Problem to solve:
From the entries below, copy exactly the lines from the one that contains "Remove Flowbird as a brand" through the one that contains "[Flowbird](https://www.flowbird.com/) is an", both included, and only those.

•••••

PR #10298, opened 2025-01-02
Remove Flowbird as a brand

Crashillo:
[Flowbird](https://www.flowbird.com/) is an app for the parking tickets payment. That was included in the NSI long time ago as a brand for `amenity=vending_machine` with no `locationSet`. After that, some excludes were appended.

The point is Flowbird is NOT an actual brand, as we understand in the NSI, but a payment method. There's a `payment:flowbird=*` key indeed. Flowbird does not provide a vending machine itself (just do a google search: _flowbird vending machine_), that's something the local administration sets. Neither has a so-called name Flowbird.

That's why this brand should be removed from NSI, it should never be suggested when a user introduces a new vending machine.

Wiki: https://wiki.openstreetmap.org/wiki/DE:Tag:vending%3Dparking_tickets [DE]
Community: https://community.openstreetmap.org/t/parquimetros-con-name-flowbird/123573 [ES]

### DIFF
--- a/data/brands/amenity/vending_machine.json
+++ b/data/brands/amenity/vending_machine.json
@@ -10,6 +10,7 @@
         "^(自動)?[券販]売機$",
         "^automat na jizdenky$",
         "^casa dell'acqua$",
+        "^flowbird$",
         "^horodateur$",
         "^máquina de tickets$",
         "^milchtankstelle$",
--- a/data/brands/amenity/vending_machine.json
+++ b/data/brands/amenity/vending_machine.json
@@ -546,21 +546,6 @@
       }
     },
     {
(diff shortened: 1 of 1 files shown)


UKChris-osm:
Flowbird appears over 700 times in [OSM Data](https://github.com/ideditor/nsi-collector/blob/1de2a8a25314ed059d8ca1a31ffe940004a1a429/dist/osm/brands_all.json#L2791) at the moment, and as such the NSI will automatically re-add it every time `npm run build` is run as any brand that appears more than 50 times is added.

At the top of the file you've already edited, you can add the name "_Flowbird_" to the exclusion list to prevent it reappearing.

•••••

Solved problem:
Remove Flowbird as a brand

Crashillo:
[Flowbird](https://www.flowbird.com/) is an app for the parking tickets payment. That was included in the NSI long time ago as a brand for `amenity=vending_machine` with no `locationSet`. After that, some excludes were appended.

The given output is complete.